To save time when working with files - Mule will automatically load the
STASHmaster when loading a :class:`mule.UMFile` subclass (assuming its UM
version number translates to a path that exists).  It will attach a `stash`
attribute to each field in the file found in the STASHmaster linking to its
STASH entry for easy access to the STASH properties.  You can override the
mechanism used to load the STASHmaster by passing an additional keyword to the
file loading command:

.. code-block:: python

    >>> import mule
    >>> ff = mule.FieldsFile.from_file("/path/to/your/file.ff",
                                       stashmaster="/path/to/your/stashmaster")

.. Note::

    Since trying to load a non-existent STASHmaster file does not result in a
    failure you can effectively "disable" the automatic loading by passing a
    false path here.

You can also attach valid STASHmaster entries from any
:class:`mule.stashmaster.STASHmaster` object after loading a file (all existing
attached entries will be replaced):

.. code-block:: python

    >>> ff.attach_stashmaster_info(sm)

Please see UMDP-CO4 for further details on the contents of the STASH entries.

Working with pp files
---------------------

Mule also has some basic support for reading and writing pp files - these are
a descendant format of a :class:`mule.FieldsFile`, but do not preserve enough
of the typical file structure to be represented by a :class:`mule.UMFile`
variant.  Instead a pp file is treated more as a read/write method - for example
to read in one of the pp files from the test suite:

.. code-block:: python

    >>> from mule.pp import fields_from_pp_file
    >>> test_file = mule.tests.testdata_filepath("n48_multi_field.pp")
    >>> fields = fields_from_pp_file(test_file)

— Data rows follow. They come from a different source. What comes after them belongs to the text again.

Issue #1327, opened 2023-09-01
Launcher should have a table to parse jwts


directionless:
I think it would be worth having a table that can parse jwts. I imagine it'll require `path` be passed in. Maybe an optional secret. It should be pretty simple to parse out whatever data is there, and pass it along. 

Goals:
- `kolide_jwt` that uses dataflatten to return information about a jwt
- `path` column requirements
- It looks like there are a couple of different "claims". The go library seems to have `MapClaims` and `RegisteredClaims` I don't know enough if we should have a column for specifying that, or if there's a general claim we can write to process the data. Or maybe both. If claims is unset we use some simple data snarf?
- no idea what `parts` is. Probably "things that didn't fit in a claim"
- I don't know if we want to support validation. It'd mean a column to pass the secret, which feels icky

Use Cases:
- general jwt parsing
- CrowdStrike's `data.zta` file. I can't decide if we should make CrowdStrike table as well, or expect people to build that on `kolide_jwt`
- can we parse the kolide enrollment secret? It's a jwt on disk...

## Old

CrowdStrike leaves a `data.zta` file on disk. I think this is a jwt with some information about the stance of the client. I know some vendors parse that, we should figure out if we can.

If it's a jwt, we can parse it, but we'd need key to be able to validate it.

Also, check out this nice doc I found on the internet -- [zta crowdstrike sensor reading.docx](https://github.com/kolide/launcher/files/12500658/zta.crowdstrike.sensor.reading.docx). There might also be something in the python tools -- https://github.com/CrowdStrike/falconpy

directionless:
I do have prior art in jwt parsing in [`pkg/debug/checkups/enroll-secret.go`](https://github.com/kolide/launcher/blob/main/pkg/debug/checkups/enroll-secret.go)

Might be interesting to extract that to a library, support parsing unvalidated or validated, and make a table for it.

directionless:
Path locations here are:
* `%ProgramData%\CrowdStrike\ZeroTrustAssessment\data.zta`
* `/Library/Application Support/Crowdstrike/ZeroTrustAssessment/data.zta`

PR #1440, opened 2023-11-06
add kolide_jwt parsing table

zackattack01:
This adds a `kolide_jwt` table to parse claims from a JWT when queried against a file path containing one. The general functionality is similar to the `kolide_json` table, requiring a valid path to an existing file, and parsing the contents where available:
```
osquery> select * from kolide_jwt where 1=1;
Error: error generating table: The kolide_jwt table requires that you specify a single constraint for path
osquery> select * from kolide_jwt where path='/tmp/data.zta';
+--------------------------+------------+---------------+----------------------------------+-------+---------------+
| fullkey                  | parent     | key           | value                            | query | path          |
+--------------------------+------------+---------------+----------------------------------+-------+---------------+
| iat                      |            | iat           | 1614791923                       | *     | /tmp/data.zta |
| platform                 |            | platform      | Windows 10                       | *     | /tmp/data.zta |
| serial_number            |            | serial_number |                                  | *     | /tmp/data.zta |
| sub                      |            | sub           | 99999c489c1a499999ef5b213ee99999 | *     | /tmp/data.zta |
| typ                      |            | typ           | crowdstrike-zta+jwt              | *     | /tmp/data.zta |
| assessment/overall       | assessment | overall       | 48                               | *     | /tmp/data.zta |
| assessment/os            | assessment | os            | 77                               | *     | /tmp/data.zta |
| assessment/sensor_config | assessment | sensor_config | 30                               | *     | /tmp/data.zta |
| assessment/version       | assessment | version       | 2.0.1                            | *     | /tmp/data.zta |
| exp                      |            | exp           | 1616001523                       | *     | /tmp/data.zta |
+--------------------------+------------+---------------+----------------------------------+-------+---------------+
```
This should address the issue [here](https://github.com/kolide/launcher/issues/1327)


pkg/dataflatten/jwt.go
```diff
@@ -0,0 +1,49 @@
...
+	defer jwtFH.Close()
+
+	tokenRaw, err := io.ReadAll(jwtFH)
+	if err != nil {
+		return nil, fmt.Errorf("unable to read JWT: %w", err)
+	}
+
+	// attempt decode into the generic (default) MapClaims struct to ensure we capture
+	// any claims data that might be useful
+	token, _, err := new(jwt.Parser).ParseUnverified(string(tokenRaw), jwt.MapClaims{})
```
directionless, line 34: What's the second return value?

pkg/dataflatten/jwt.go
```diff
@@ -0,0 +1,49 @@
...
+func JWTFile(file string, opts ...FlattenOpts) ([]Row, error) {
+	return flattenJWT(file, opts...)
+}
+
+func flattenJWT(path string, opts ...FlattenOpts) ([]Row, error) {
+	results := map[string]interface{}{}
+	jwtFH, err := os.Open(path)
+	if err != nil {
+		return nil, fmt.Errorf("unable to access file: %w", err)
+	}
```
directionless, line 23: I forget how all the layers here work, if you pass the table a path that doesn't exist, will it error out or continue?

pkg/dataflatten/jwt.go
```diff
@@ -0,0 +1,49 @@
...
+
+	claims, ok := token.Claims.(jwt.MapClaims)
+	if !ok {
+		return nil, fmt.Errorf("JWT has no parseable claims")
+	}
+
+	for k, v := range claims {
+		results[k] = v
+	}
```
directionless, line 46: Do we need `results` or can we pass `claims` straight to Flatten?

And is there any more data we should pass back? Like, this is `claims`, but is there more? I kinda want to return
```
struct {
  Claims: map[string]any
}
```

Because then if we add validate, or file metadata, or ???, we won't need to change the structure.

directionless (commented):
Doing it in `pkg/dataflatten` is a little weird, but I think okay. Mostly, I think of things down in here as low level, and we can build atop them. And I'm not sure what's going to want to build on this. But :shrug: it's no different than plist. So it's probably fine?

OTOH, if we wanted to bring in validation, we'd need to refactor. OTOH, we could refactor if/when we care.

pkg/dataflatten/jwt.go
zackattack01: this is `parts = strings.Split(tokenString, ".")` - we are essentially just base64 decoding `parts[1]` in the remaining bits

pkg/dataflatten/jwt.go
zackattack01: it will continue, giving zero rows from the missing path. e.g. `where path='/tmp/missing' or path='/tmp/present'` will just return the values found in /tmp/present

directionless: Cool. Then we handle it up a layer.

pkg/dataflatten/jwt.go
directionless: Is there anything to extract from the other parts?

pkg/dataflatten/jwt.go
```diff
@@ -0,0 +1,49 @@
...
+	"fmt"
+	"io"
+	"os"
+
+	"github.com/golang-jwt/jwt/v5"
+)
+
+// JWTFile adds support for the kolide_jwt table, which allows parsing
+// a file containing a JWT. Note that the kolide_jwt table does not handle
+// verification - this is a utility table for convenience.
```
RebeccaMahany, line 13: Docs are nice, thank you

pkg/dataflatten/jwt.go
zackattack01: I can try that out! we could additionally include the header (likely containing the signing algo) but in general its just:
| Header | Payload | Signature |
|--------|--------|--------|
| algo | claims | signature |
| type (=JWT) |  | |

directionless: Algo seems interesting. An issued timestamp if one exists...

And someday I think it would be super interesting to get a validation in, and that would give us a place to hang it. I guess we could preemptively add `validated: false` or similar.

RebeccaMahany (approved):
I'm good with this as-is, but also like seph's suggestion https://github.com/kolide/launcher/pull/1440/files#r1383951951 -- happy to reapprove if you update

pkg/dataflatten/jwt.go
zackattack01: we will get the header now too per the conversation below. I can include the raw signature as well if you think that would be helpful?

directionless: I don't think we should return the raw signature. Or the contents of the file

pkg/dataflatten/jwt.go
zackattack01: we can't pass claims to flatten directly but that will work for the header and signature. the registered claim for timestamp will be at `claims->iat` if included. and I will add a validated `false` for clarity here, thank you!

zackattack01: PR description is updated with the new format discussed here

directionless (approved):
Sweet!

As a side note, GitHub has special syntax for how to link PRs to Issues and have them mark them as closed and whatnot. https://docs.github.com/en/issues/tracking-your-work-with-issues/linking-a-pull-request-to-an-issue

RebeccaMahany (approved):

This will return a list containing :class:`mule.pp.PPField` objects (which
are functionally very similar to :class:`mule.Field` objects).  These will have
lookup properties, a :meth:`get_data` method and everything you would expect
from a field object created as part of a :class:`mule.UMFile`.  You should
be able to use the two interchangably (e.g. if you wish to output a field
read from a pp file into a fields-file simply insert its
:class:`mule.pp.PPField` object into the list of fields attached to your
:class:`mule.UMFile` object).

pp files can also be variable resolution, and for these an extra property
is attached to each :class:`mule.pp.PPField` object called
:meth:`pp_extra_data` which contains information about the variable grid.
(You can see an example if you try loading the `ukv_eg_variable_sample.pp`
file).

You can write out field objects to a pp file in a similar way:

.. code-block:: python

    >>> from mule.pp import fields_to_pp_file
    >>> fields_to_pp_file("output_file.pp", fields)

.. Note::

    If you are trying to output pp fields which originated in a variable
    resolution :class:`mule.UMFile` you will need to provide a reference to
    the original :class:`mule.UMFile` object as a keyword to the above call.
    This will cause Mule to calculate the appropriate extra data to attach
    to the pp fields.

Conclusion
----------
Having worked through this section you should now be familiar with the basic
elements of the API - you should be able to interrogate a file to access
and modify its header values, and write it to a new file.